Anyone long for a return to a more predictable economic time? A time when a rise in interest rates immediately triggered more overseas investment, leading to an inevitable strengthening of a country’s currency. Well, get prepared for a rather long wait, as the rate rise from the Bank of England’s (BofE) signals anything but a move to more conventional times.
In theory, an interest rate rise should be good for the pound. But despite sterling briefly spiking from $1.3215 to $1.3279 a day prior to the announcement, it fell sharply by 1.3% against the dollar once the rise was made official. Failing to give a definitive timeframe for future hikes plays a role in this, as markets would have been pricing in a more hawkish stance on the BofE’s future monetary policy direction. So with this unfamiliar backdrop of a rate rise leading to a weaker pound front of mind, how should treasurers plan to manage pending hikes from an accounting and cash forecasting perspective?
Regardless of when the next interest rate rise takes place, the truth is that continued uncertainty fuelled by events such as Brexit, means that there is no telling what level Sterling will be at from one day to the next. This is precisely why treasurers need to be able to stress test and carry out scenario analysis, all with a view to getting a better grasp of how sharper interest rate rises will affect their business.
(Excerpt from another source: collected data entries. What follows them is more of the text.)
PR #4180, opened 2021-06-25
Suppress MVC framework validation tooltip in LMS (use the editor component's tooltip instead)

grant-cleary:
We're building validation into the editor component, so we would prefer to suppress the MVC framework's tooltip and rely on the component's form validation instead.

### DIFF
--- a/sass/html-editor/html-editor.scss
+++ b/sass/html-editor/html-editor.scss
@@ -177,6 +177,6 @@
 	}
 }
 
-d2l-htmleditor ~ .vui-validation-bubble {
+d2l-htmleditor + .vui-validation-bubble {
 	display: none;
 }
--- a/sass/html-editor/html-editor.scss
+++ b/sass/html-editor/html-editor.scss
@@ -176,3 +176,7 @@
 		background-color: $d2l-color-sylvite;
 	}
 }
+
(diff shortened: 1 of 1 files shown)


dbatiste (approved):

sass/html-editor/html-editor.scss
```diff
@@ -176,3 +176,7 @@
 		background-color: $d2l-color-sylvite;
 	}
 }
+
+d2l-htmleditor ~ .vui-validation-bubble {
```
dbatiste, line 180: Are you sure you don't want the `+` combinator?

grant-cleary: Yeah, that's likely more specific. Each editor should be immediately followed by exactly one validation bubble (if one is present at all).

sass/html-editor/html-editor.scss
```diff
@@ -176,3 +176,7 @@
 		background-color: $d2l-color-sylvite;
 	}
 }
+
+d2l-htmleditor + .vui-validation-bubble {
+	display: none;
```
grant-cleary, line 181: Crud. Tabs vs. spaces in GitHub's UI.

grant-cleary: Oh, never mind, in this case I think this is actually what we want.

PR #4286, opened 2021-07-14
Fix UMD timebomb caused by the focus-visible polyfill

svanherk:
Prod builds are fine, but dev was mixing the fix.


dlockhart (approved):
Thanks!

PR #595, opened 2015-12-27
Proofread of assets starting with "f" and pirate faction assets

PhoenixRiver:
Continued proofreading the assets directory.
This is a pull request for assets starting with "f" and pirate assets:
 - primary changes are to asset class
 - then exterior image (in case we ever decide that players can land on planets without spaceports and want to show an image; the exterior images are now at least consistant with the planet class)
 - then typos and improvements of flow in planet and bar descriptions
 - and also did all the pirate faction assets because it seemed to make sense to change their stations to being "interfactional" on the basis that most pirates would take business from anyone (in both senses) and anyone from any faction could join them as pirates... assuming they didn't get robbed before landing ;)

NB: At a guess the Sirius Military stations are classed as civilian stations (0) - I am changing this to class 1 (military stations) as per the wiki, I'm basically doing this for all stations that list themselves as having military restrictions and where the description backs this up (which is always my goto - if the description doesn't say and then nothing else does either then I just leave it).


PhoenixRiver:
Now fixed so can be pulled before or after typos_E :)

bobbens:
Yes, the planet classes are a bit wonky.The military restrictions is a bit after the class thing, so I guess it never got updated properly.

Thanks!

PhoenixRiver:
> Yes, the planet classes are a bit wonky.The military restrictions is a bit
> after the class thing, so I guess it never got updated properly.

I guess the class stuff is not used for much so it's not much of an
issue except that if they are wonky I guess no one will want to use
them! I figured I might as well see if I can break the chicken/egg
cycle :)

PR #596, opened 2015-12-27
New exterior planet images

PhoenixRiver:
While working through the checking of planet classes I became frustrated at the lack of exterior shots for uninhabited planets and particularly for those that are toxic, gaseous or asteroidal (mainly because I knew they'd be easy enough to add), so ... here are some to fill in some of the gaps (and reduce the huge number of duplicates used) - I realise that these might only be used if we can land on uninhabited planets but at least some of the work would be done in the case that happens plus they are some sort of base for inhabiter versions of the same.

Included are five different images in seven versions, one for airless planetoids and one of each of red, yellow, green, cyan, blue and magenta for gaseous planetoids.

There is also a fix to make moon-D00.png (a pink atmosphered moon with what is everywhere else considered an airless class of planetoid) an airless moon with the previous image being renamed to a Y class moon because we didn't have one yet :)

Lastly, there is also an updated artwork license.

You're welcome to pick and choose what to pull if you prefer not to add everything and I'd welcome a discussion on the naming scheme I used - I picked it to make it easy enough to quickly pick something appropriate for your planet without having to scope out what they looked like exactly - how many of the exterior shots seem to have been picked in the past.

Might find time to knock together a new traderoom exterior too since that's been massively overused so far (116 times) if there is interest?


bobbens:
Yes, they are a bit painful to make. I remember playing with blender and procedural landscape scripts. Was able to pull it off for the uninhabited graphics used in the collective compaign.I'll pull them all, as they should add flavour. Thanks,

PR #601, opened 2016-01-24
2 New Missions

iwaschosen:
Add two new missions


bobbens:
Looks good, thanks. The part of the "ton" of letters is a nice touch ;)

PR #605, opened 2016-02-14
Add/fix ai.c luadocs and a couple small improvements to ai.c

ids1024:


bobbens:
incombat doesn't even appear to be even currently used. Thanks!

PR #606, opened 2016-02-15
Make LuaPilot an int instead of a struct, simplifying things

ids1024:
Creating a `LuaPilot` struct and setting the `.pilot` property repeatedly seems verbose to me (the same applies for the other lua types).

If there is no problem with this, I will go on to make the same changes for the other lua types.


bobbens:
I wonder why I wrote it that way in the first place. Looks good, thanks!

PR #608, opened 2016-02-16
Use lua registry to make push(sub)task support data of any type

ids1024:


bobbens:
Looks good, thanks. Added a bit of explanation to why TASKDATAs still exist.

PR #610, opened 2016-02-21
Allow storing system, planet, or faction in mission vars

ids1024:
There are various other types in naev which may also be useful to store in mission vars, but these are the most useful.

Tables would be useful too (as has been mentioned before), but they are more complicated.

### DIFF
--- a/src/faction.c
+++ b/src/faction.c
@@ -110,6 +110,11 @@ int pfaction_load( xmlNodePtr parent );
 int faction_get( const char* name )
 {
    int i;
+
+   /* Escorts are part of the "player" faction. */
+   if (strcmp(name, "Escort") == 0)
+      return FACTION_PLAYER;
+
    if (name != NULL) {
       for (i=0; i<faction_nstack; i++)
          if (strcmp(faction_stack[i].name, name)==0)
--- a/src/nlua_var.c
+++ b/src/nlua_var.c
@@ -373,7 +373,7 @@ static int var_pop( lua_State *L )
  *
  *    @luaparam name Name to use for the new mission variable.
  *    @luaparam value Value of the new mission variable.  Accepted types are:
- *                  nil, bool, string, number, or faction.
+ *                  nil, bool, string, number, system, planet, or faction.
  * @luafunc push( name, value )
  */
 static int var_push( lua_State *L )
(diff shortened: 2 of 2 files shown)


BTAxis:
Is this really that useful? These things can trivially be handled by storing a string and encapsulating the var.peek() in the relevant get() function.

ids1024:
@BTAxis I think it is easier to have it handled in the API, rather than repeatedly calling those functions. But true, it can already be done that way (and is).

BTAxis:
My reservation mainly comes from the fact that you've added a few specific Naev data types, which makes the whole var business a bit "messy" in that some select types are supported and others not. Makes the module that much more esoteric. At least ints and strings have the advantage of being basic types.

I have previously advocated storing arbitrary data in the player save (such as tables or any Lua objects), but as you said, that's tricky. Not just on the implementation side, but garbage collection becomes more of an issue.

ids1024:
Fair enough; though the first problem would be solved by supporting the other naev types (other than pilot, which wouldn't make any sense).

Support for tables should definitely be added; the complexity depends on how much needs to be supported. Supporting tables containing the existing supported types, and not tables would probably not be too complicated. Supporting tables in tables becomes much more complicated, as a table can even include itself, and cases like that would have to be dealt with in some way. I don't know if any of the existing implementations of table serialization would be useful for naev: http://lua-users.org/wiki/TableSerialization

I can implement this for the other naev data types if desired.

BTAxis:
Okay, I'm not going to make the call on this pr either way, I think bobbens is better qualified to do that.

ids1024:
Anyway, I think https://github.com/ids1024/naev/commit/23141f13322a3474fd46435cf055e8acacded16e should be merged either way, as otherwise `faction.get(player.pilot():faction():name())` fails.

bobbens:
I cherry-picked the faction change. On the other changes, I think that as it currently is, just using a string is enough. However, I do agree that if support for tables is implemented. It would be much more comfortable to directly store factions or whatever in the table, and save those naturally instead of having to fiddle around with strings and faction.get() or whatever. You could use an implementation like the one we have in nxml_lua.c to persist the lua (which handles tables with __save fields). With tables and support for all naev datatypes I think it would be a good contribution to help mission development.

bobbens:
Support for tables has been implemented.

PR #618, opened 2016-03-19
small improvement on zlk test mission

nenau:
* The player can't anymore run 2 zlk_test missions in the same time
* I corrected a wrong line (188) that was causing an error


bobbens:
Looks good, thanks!

PR #621, opened 2016-04-11
Master

micahmumper:
New long-distance shipping campaign and repeatable mission as part of the Empire Shipping.


BTAxis:
Thanks for the missions. I squashed your two commits into one, since there's no point having the XML file without the missions.

micahmumper:
Thanks. It was a silly oversight in my first commit. Still getting used to
github.

PR #622, opened 2016-04-15
Master

micahmumper:
Repeatable mission. Ferry tourists to various locations and then return
them to their original planet. Based on the patrol missions, but much
less dangerous because the missions only go to systems with a high
friendly presence.

Give 25,000 credits and no reputation gain.

### DIFF
--- a/dat/mission.xml
+++ b/dat/mission.xml
@@ -290,7 +290,7 @@
   </avail>
  </mission> 
 <mission name="Long Distance Empire Shipping">
-  <lua>empire/es_longdistancecargo</lua>
+  <lua>empire/longdistanceshipping/es_longdistancecargo</lua>
   <avail>
    <priority>3</priority>
    <cond>faction.playerStanding("Empire") &gt;= 0 and var.peek("es_cargo") == true</cond>
--- a/dat/mission.xml
+++ b/dat/mission.xml
@@ -1168,4 +1168,3 @@
    <faction>Za'lek</faction>
   </avail>
  </mission>
-</Missions>
--- a/dat/mission.xml
+++ b/dat/mission.xml
@@ -205,7 +205,102 @@
    <planet>Halir</planet>
   </avail>
  </mission>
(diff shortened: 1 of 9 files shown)


BTAxis:
Could you resolve the conflict first? I'd do it, but it seems like you need to fix it on your end regardless, or this will keep coming up.

micahmumper:
I'm sorry, I've never used git before. Where is the conflict and how can I
fix it/avoid it in the future?

-Micah

On Fri, Apr 15, 2016 at 4:16 AM, BTAxis <notifications@github.com> wrote:

> Could you resolve the conflict first? I'd do it, but it seems like you
> need to fix it on your end regardless, or this will keep coming up.
>
> —
> You are receiving this because you authored the thread.
> Reply to this email directly or view it on GitHub
> <https://github.com/naev/naev/pull/622#issuecomment-210352205>
>



-- 
Micah Mumper, B.A.
Cognitive Psychology
Stony Brook University
808-389-5034

BTAxis:
You're going to have to git pull the naev repo to bring your local master branch up to date with the naev master branch. So you're going to want to do a git pull.

This will give you a merge conflict, which you need to fix. Edit dat/mission.xml and change it so it makes sense again (the conflict is on lines 309~313). Then commit your change and do another PR from the result.

micahmumper:
Okay, I think I fixed it. So, if i understand correctly, this issue was caused because there was a change to the naev master branch that wasn't reflected in my local master branch, causing an issue when I attempted to push my new changes?

BTAxis:
Yes, pretty much. In the future, you should always make sure your local repo is up to date with the official naev repo before you push, so always do a pull and fix any conflicts that pop up beforehand.

Right now, I've added your commits to the Naev master branch, but I omitted those two reverts. They're in your history though, so you might want to hard reset to the Naev master branch using 'git reset --hard naev/master' (assuming your remote for Naev is called "naev"). Note that this will nuke any commits that aren't in the Naev master branch.

PR #626, opened 2016-04-17
Add Piracy Risk to cargo missions

micahmumper:
Bulk cargo trading is back baby!

Essentially, players can make much more credits by getting a small fast ship and doing cargo rush missions. There is little incentive to do regular cargo missions because the pay is so low since “difficulty” is low. Well, when you’re trying to haul a ton of cargo into pirate infested space, it’s not so easy. Given the small rewards, it’s usually not worth it do bulk cargo missions.

So to fix this, I’ve upped the reward for delivering cargo to pirate infested space. To do this, I calculate the pirates presence along the systems to be travelled and take an average. Depending on the average, the risk is calculated as “none” (no pirates), “low” (avg presence less
than 25), “medium” (avg presence between 25 - 75), or “high” (greater than 75). Players then receive a bonus for doing routes with more risk.

What this does, in effect, is offer much more lucrative rewards for doing bulk cargo missions into pirate infested space. This gives players an incentive to use the large trader ships because the rewards are now pretty comparable with the cargo rush missions when cargo
amount and piracy is high.

Ofc, this doesn’t solve the fact that it’s easier to make credits quick using cargo rush missions in safe spaces rather than slower bulk cargo missions in dangerous territory. But, this still is an improvement for players who want more excitement while trading.

### DIFF
--- a/dat/missions/neutral/cargo.lua
+++ b/dat/missions/neutral/cargo.lua
@@ -29,7 +29,8 @@ else -- default english
     title_p2 = [[ 
 Cargo: %s (%d tons)
 Jumps: %d
-Travel distance: %d]]
+Travel distance: %d
+Piracy Risk: %s]]
 
     full = {}
     full[1] = "No room in ship"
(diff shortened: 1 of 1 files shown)


PhoenixRiver:
> Ofc, this doesn’t solve the fact that it’s easier to make credits quick
> using cargo rush missions in safe spaces rather than slower bulk cargo
> missions in dangerous territory. But, this still is an improvement for
> players who want more excitement while trading.

But you could use the same system for reducing the pay of rush cargo
missions... ;)

Phoenix *<:@)

micahmumper:
Yes, I agree. I wanted to get feedback on the initial implementation. If its well-received, I could easily import the same code into the rush cargo missions.

PR #1018, opened 2020-06-12
Modified the OSD title of Patrol and Sightseeing missions.

onpon4:
This change removes insertion of details about the mission into the
OSD titles of these missions, allowing multiple missions from one
planet to be collapsed by the OSD engine into a single entry after
the patrols / sightseeing tours are finished.


bobbens:
Looks good, thanks!

PR #1019, opened 2020-06-13
Updates to NSIS installer, and fixes to allow for cross compile.

ProjectSynchro:
I have updated the NSIS installer script to correctly point to github releases, a new plugin is required.
You can find it [here](https://nsis.sourceforge.io/Inetc_plug-in). It allows for fancy proxy downloads and other methods of downloading files, most importantly over HTTPS, which NSISdl lacks in terms of functionality.

When the installer is built, it is bundled with the output, however it is required to be installed in order to build the installer.

It looks like some preprocessor macros weren't set up right in some of the OpenAL headers and source files. This would cause failures when building without OpenAL.

I also tweaked configure.ac to properly check for OpenAL using the autotools PKGCONFIG modules. (I think, I'm still attempting to learn how it works, the GNU documentation sorta blows)

### DIFF
--- a/configure.ac
+++ b/configure.ac
@@ -361,11 +361,15 @@ AS_IF([test "$used_csparse" = "internal"], [
     CSPARSE_CFLAGS="-I\"\$(top_srcdir)/lib/csparse\""
     CSPARSE_LIBS="\$(top_builddir)/lib/csparse/libcsparse.a"
 ])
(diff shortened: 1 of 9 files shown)


bobbens:
I've merged it in, but done quite a few changes to make things work better and be a bit more robust. Thanks!

PR #1023, opened 2020-06-13
Fixed some bugs in Seek And Destroy mission.

onpon4:
They were causing destroying the target to reset itself if you re-entered the target system, and also caused spawning of the target to not work (or rather crash the mission) if you entered the system by takeoff.


onpon4:
I pushed an expansion of pirate names into this branch as well. Seems to give good, funny results. :slightly_smiling_face:

bobbens:
Looks good, thanks?

PR #1025, opened 2020-06-14
Change Travis to use Homebrew SDL2 packages for MacOS.

ProjectSynchro:
This should fix travis builds for MacOS. 
I keep seeing failed travis builds which pass on linux but fail on MacOS due to missing sdl2, this should at least get builds to actually start on MacOS, to see if there are other issues.


bobbens:
Looks good, thanks!

PR #1026, opened 2020-06-14
Added a whole bunch more choices for pirate names.

onpon4:
I might be getting a bit carried away here. :P


bobbens:
No such think as too many pirate names!

PR #1030, opened 2020-06-14
Replaced player.pilot():pos with player.pos.

onpon4:
Prevents warnings if escorts gain you reputation after you die.

Also added a couple more pirate names.


bobbens:
Looks good, thanks!

PR #1035, opened 2020-06-15
Portraits galore!

onpon4:
OK, I might have gotten a bit carried away with this one. I started
out by adding portraits, but then I thought, hey, this portrait
selection thing is scattered, so I went ahead and centralized that
into the portrait.lua script. :) The NPC event now uses this, as do
all missions that previously either had their own definitions for
random portraits or specified a particular generic portrait.


bobbens:
Looks good, however, some notes:
1. They don't seem optimized in size.
2. Probably should make a pull request to naev-artwork repo too.
3. Some missions chains will get random portraits every time, not sure if it is worth making it consistent, i.e., same portrait every time for the entire chain.

In particular if you could redo it with the images optimized I shouldn't have a problem merging.

onpon4:
1. I think I optimized all of them. Which ones in particular do you think I missed? I used a tool called Trimage which applies a whole bunch of optimizers to the image.
2. I did submit the PSD (later converted to xcf because I made a tweak) these are all based on, before I added any of them into Naev in fact: https://github.com/naev/naev-artwork/pull/20
3. I did consider that, but I think every case I used random portraits in it shouldn't be an issue. Most of them were actually already using random portraits and the rest, unless I made a mistake somewhere, only show the NPC once. Let me know if you see a particular mission which needs adjustment.

bobbens:
Randomly tried some like
```
[ess@akarii (~/naev)] $ optipng dat/gfx/portraits/sirius/sirius_fyrra_m5.png
** Processing: dat/gfx/portraits/sirius/sirius_fyrra_m5.png
200x150 pixels, 4x8 bits/pixel, RGB+alpha
Input IDAT size = 44841 bytes
Input file size = 44898 bytes

Trying:
  zc = 9  zm = 8  zs = 0  f = 5         IDAT size = 44474
  zc = 9  zm = 8  zs = 1  f = 5         IDAT size = 43269
  zc = 1  zm = 8  zs = 2  f = 5         IDAT size = 42907
                               
Selecting parameters:
  zc = 1  zm = 8  zs = 2  f = 5         IDAT size = 42907

Output IDAT size = 42907 bytes (1934 bytes decrease)
Output file size = 42964 bytes (1934 bytes = 4.31% decrease)
```

onpon4:
Well when I ran these through the optimizer they got a lot smaller than just 4% less. Most had a reduction to around 40% of their original size IIRC. In any case this is as small as Trimage can make them. It's the same tool I used before; I guess it doesn't make the images quite as small as what you use, but the images aren't unoptimized. Feel free to re-optimize them if you want, though.

I double-checked the changes and found one case of a mission that probably needed to cache portrait choice, so I added that in. Everything else looks like it should be good.

bobbens:
It's not that much bloat, but if possible I would highly recommend using "optipng" if possible from now on. Thanks!

PR #1036, opened 2020-06-15
Morrrrrrrrrre portraits

onpon4:
Lots more portraits for Dvaered, Empire, and Sirius! And yes, I optimized the images.


bobbens:
Looks good, thanks!

PR #1046, opened 2020-06-16
Improved the wording of those price hint messages.

onpon4:
For what it's worth I actually don't care for these. I think it'll
just add tedium by incentivizing blindly clicking on all the NPCs
you see (which we already have a bit with the jump hints, but since
it's only early on in the game when those make a notable difference,
and their role is easily replaced by just buying the local map, it's
not that big of a deal). But for now I've fixed it up so that it
displays nicer and fixed up the chances of things happening so that
the economy hints get inserted as the tip chance goes down (same
chance as before after the tip chance goes down to minimum, but
without the reduced chance of tips at the start).

Ah, also fixed some bad code formatting.


bobbens:
Looks good, thanks!

PR #2022, opened 2022-01-26
DIalogue option leading to nothing

not-pyroman:
Im just going to comment it out maybe until someone writes it


bobbens:
Looks good, thanks!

Hedging should also be factored in, as it can offer significant benefits in terms of reduced costs while providing new sources of liquidity. But these benefits can only be achieved if treasurers have a complete visibility into their currency exposure at any given time to actively manage unexpected situations.
Trying to work out the full effect of the BofE’s latest monetary policy decision is anyone’s guess at this stage. Like the currency markets, treasurers will be seeking clarity as to when the next hike is likely to take place. Until then, without full insight into daily macro conditions, treasurers are left overly exposed to currency risk that can negatively impact their bottom line. Preparing now to handle the impact of this first rise is exactly what’s needed to ensure treasurers are ahead of the curve whenever the BofE decides to hike rates again in the future.